After nearly 30 years of environmental work by SU’s EFC, Tess Clark, the center’s program manager, said the viability of environmental infrastructure across the country has changed recently: infrastructure such as water mains and landfills are reaching the end of their expected lives. She said redevelopment projects can look very different by area, as there were existing management and funding challenges in communities they worked with prior to this shift.

As the center plans its projects, Clark emphasized the importance of reaching out to communities on a case-by-case basis to address the specific needs of a given community.

Averi Davis, a program partner at the center, said that in addition to projects addressing infrastructure, one way the support can meet a community’s unique needs is through outreach and education. Clark added that the communities they work with fall across a broad spectrum in terms of what is needed to implement their vision and meet their environmental needs.

“Some of them are way up there with ‘we just need a preliminary engineering design,’ and that’s something where we can connect with one of our partners who’s doing that through this grant,” Clark said. “Some of them down here are saying, ‘My community doesn’t understand the flood risk, what can we do?’ And that is another side.”

When connecting with communities to implement projects with, Clark emphasized the importance of not making assumptions. She said she and others at the center strive to conform to the demands of a particular community rather than to further their own agendas.

“Our long-term goal is to truly meet communities where they are and help them achieve their vision so their community is healthy and prosperous,” Clark said. “It’s not helpful to go in and say to someone, ‘Hey, you need to replace your water infrastructure. It fails.’ What I mean is, ‘Hey, what’s up? Where are you struggling the most?’”

Clark also pointed to a deficit model, which she says operates on the assumption that communities have a cup that someone needs to fill with knowledge. As she implements new projects over the next year, and throughout the five years of the grant’s lifetime, she said, members of the center will aim to leave their preconceived notions at the door and immerse themselves in the communities they serve.
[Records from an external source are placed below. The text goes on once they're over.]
PR #1025, opened 2017-10-20
Add flag to print capabilities

jahkeup:
### Summary
Print the Agent's capabilities without having to connect it to ECS.

### Implementation details
This uses the Agent's existing capability discovery mechanism and prints the values without starting the Agent.

### Testing
This was run on an ec2 instance with the added flag.

New tests cover the changes: 

Agent offline capability discovery

### Licensing

### DIFF
--- a/agent/app/agent.go
+++ b/agent/app/agent.go
@@ -71,6 +71,9 @@ var (
 type agent interface {
 	// printVersion prints the Agent version string
 	printVersion() int
+	// printECSAttributes prints the Agent's capabilities based on
+	// its environment
+	printECSAttributes() int
 	// start starts the Agent execution
 	start() int
 }
@@ -160,6 +163,15 @@ func newAgent(
 // printVersion prints the ECS Agent version string
 func (agent *ecsAgent) printVersion() int {
 	version.PrintVersion(agent.dockerClient)
+	return exitcodes.ExitSuccess
+}
+
+// printECSAttributes prints the Agent's ECS Attributes based on its
+// environment
+func (agent *ecsAgent) printECSAttributes() int {
+	for _, attr := range agent.capabilities() {
+		fmt.Printf("%s\t%s\n", aws.StringValue(attr.Name), aws.StringValue(attr.Value))
+	}
 	return exitcodes.ExitSuccess
 }
 
--- a/agent/app/args/flag.go
+++ b/agent/app/args/flag.go
@@ -21,9 +21,11 @@ const (
 	acceptInsecureCertUsage  = "Disable SSL certificate verification. We do not recommend setting this option"
 	licenseUsage             = "Print the LICENSE and NOTICE files and exit"
 	blacholeEC2MetadataUsage = "Blackhole the EC2 Metadata requests. Setting this option can cause the ECS Agent to fail to work properly.  We do not recommend setting this option"
+	ecsAttributesUsage       = "Print the Agent's ECS Attributes based on its environment"
 
 	versionFlagName              = "version"
 	logLevelFlagName             = "loglevel"
+	ecsAttributesFlagName        = "ecs-attributes"
 	acceptInsecureCertFlagName   = "k"
 	licenseFlagName              = "license"
 	blackholeEC2MetadataFlagName = "blackhole-ec2-metadata"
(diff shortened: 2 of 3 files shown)


petderek:
Thers

agent/app/agent.go
```diff
@@ -71,6 +71,8 @@ var (
 type agent interface {
 	// printVersion prints the Agent version string
 	printVersion() int
+	// printCapabilities prints the Agent's capabilities
+	printCapabilities() int
```
petderek: I like the overall interface here. I'm a bit concerned that when future consumers of this interface see it, they will assume that capabilities are strictly bound to agent version.  We should make it clear that capabilities aren't only dependent on agent version, but also the environment and runtime version.

agent/app/args/flag.go
```diff
@@ -21,9 +21,11 @@ const (
 	acceptInsecureCertUsage  = "Disable SSL certificate verification. We do not recommend setting this option"
 	licenseUsage             = "Print the LICENSE and NOTICE files and exit"
 	blacholeEC2MetadataUsage = "Blackhole the EC2 Metadata requests. Setting this option can cause the ECS Agent to fail to work properly.  We do not recommend setting this option"
+	capabilitiesUsage        = "Print the agent capabilities and exit"
```
petderek: I'd change this to read 'print the capabilities given the current environment and agent' or something like that.

agent/app/args/flag.go
```diff
@@ -21,9 +21,11 @@ const (
...
 
 	versionFlagName              = "version"
 	logLevelFlagName             = "loglevel"
+	capabilitiesFlagName         = "capabilities"
```
petderek: Likewise, I'd consider naming the flag `-environmentCapabilities`, `-hostCapabilities` or something similar that makes that association explicit.

agent/app/run.go
```diff
@@ -49,11 +49,15 @@ func Run(arguments []string) int {
 		return exitcodes.ExitError
 	}
 
-	if *parsedArgs.Version {
-		// Print version and exit
+	switch {
```
petderek: 👍

agent/app/args/flag.go
sharanyad: Since we also support Linux Capabilities in ECS now, naming this to agentCapabilities or something different can make it less confusing.

jahkeup: I would vote for `agentCapabilities`, which, with a few docstring changes, would accurately describe how and what these capabilities are IMO.

jahkeup: How do we feel about dashes? (ie: `agent-capabilities`) I personally don't like camelCased flags.

agent/app/args/flag.go
jahkeup: How about this: `Prints the supported Agent capabilites based on its environment`

agent/app/args/flag.go
petderek: Naming is hard. What about `runtime-capabilities`? Its invocation would look like:
```sh
$> ./agent -runtime-capabilites
```
camelCased flags are terrible; I don't know what I was thinking.

jahkeup: That name implies unintended meaning as `runtime` is a very overloaded term. In this case it could refer to runtime resolution of capabilities or the _runtime_'s capabilties (ie: docker). I'd favor something that is clearly the Agent's capabilities. 

    ./agent -agent-capabilities 

This one still looks the most accurate to me, ignoring the studder in this case. The help message for the flag itself would clarify how the agent-capabilities are determined and their significance.

aaithal: why not `./agent -capabilities`

jahkeup: The issue raised is that the term "capabilities" is grossly overloaded in our technical domain. The flag name `agent-capabilities` makes as much sense and has the added benefit of being scoped both in name and in operation to the agent's idea of a "capability".

aaithal: Makes sense. Might I also suggest  `./agent -ecs-attributes`?

jahkeup: If we're going that direction, I'd prefer to use a combination: `ecs-capabilities`. Though the data is represented as attributes these attributes are presented and understood as capabilities (they're prefixed with `com.amazonaws.ecs.capability`). Please correct me if I've misunderstood this data. I'm going to prepare a change with the name `ecs-capabilities` for final submission in the meantime.

agent/app/agent.go
```diff
@@ -163,6 +166,27 @@ func (agent *ecsAgent) printVersion() int {
...
+// environment
+func (agent *ecsAgent) printECSAttributes() int {
+	for _, attr := range agent.capabilities() {
+		var (
+			name  string
+			value string
+		)
+
+		if attr.Name != nil {
+			name = *attr.Name
```
aaithal: minor: please use `aws.StringValue()` here

agent/app/agent.go
```diff
@@ -163,6 +166,27 @@ func (agent *ecsAgent) printVersion() int {
...
+		}
+		if attr.Value != nil {
+			value = *attr.Value
```
aaithal: minor: please use `aws.StringValue()` here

“What we do is important, but we also need to hear and use local slang, understand it, connect with stories, avoid jargon and visit communities where they do site visits and outreach,” Clark said. “These things enhance our communications and our practices that cross the line between where we are here at Syracuse University and where the communities are and their journey towards creating a safe and sustainable infrastructure.”
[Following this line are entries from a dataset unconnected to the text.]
PR #1095, opened 2017-11-20
Set the cpu percent to minimum 1 if cpu shares is too low on windows

richardpen:
### Implementation details

When convert the cpu shares to cpu percent on windows, if the cpushares is too low the cpu percent will be 0, the commit will ensure the minimum cpu percent will be 1.

### Testing

New tests cover the changes: 

### Licensing

### DIFF
--- a/agent/api/task_test.go
+++ b/agent/api/task_test.go
@@ -16,6 +16,7 @@ package api
 import (
 	"encoding/json"
 	"reflect"
+	"runtime"
 	"testing"
 	"time"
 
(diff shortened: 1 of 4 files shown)


agent/api/task_test.go
```diff
@@ -174,99 +174,6 @@ func TestDockerHostConfigVolumesFrom(t *testing.T) {
 	}
 }
 
-func TestDockerHostConfigRawConfig(t *testing.T) {
```
samuelkarp: Instead of moving the actual tests, can you just define constants that are different for Windows and Linux and keep the tests here?

richardpen: Done

agent/api/task_test.go
```diff
@@ -214,6 +214,11 @@ func TestDockerHostConfigRawConfig(t *testing.T) {
 	assert.Nil(t, configErr)
 
 	expectedOutput := rawHostConfigInput
+	expectedOutput.CPUPercent = minimumCPUPercent
+	if minimumCPUPercent == 1 {
```
samuelkarp: You could check `runtime.GOOS == "windows"` if you want to make an OS assertion.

Davis and Clark both said their future efforts will give further priority to accessibility by working to communicate effectively in the right language for the communities they work with.

In terms of improving communication, Davis added that a large part of the center’s activities is hosting events and roundtables. She said the center’s goal is to make its resources as available as possible and to build the trust necessary for communities to use those resources.

“Many communities are tired of how long it takes, and rightly so. It takes a lot of time when there are a lot of threads and hoops to jump through,” Davis said. “That’s why communities have traditionally never accessed (resources like these), and that doesn’t necessarily mean it’s easier now. There’s just a lot more money. And the need is great. So our job is to try and make it easier.”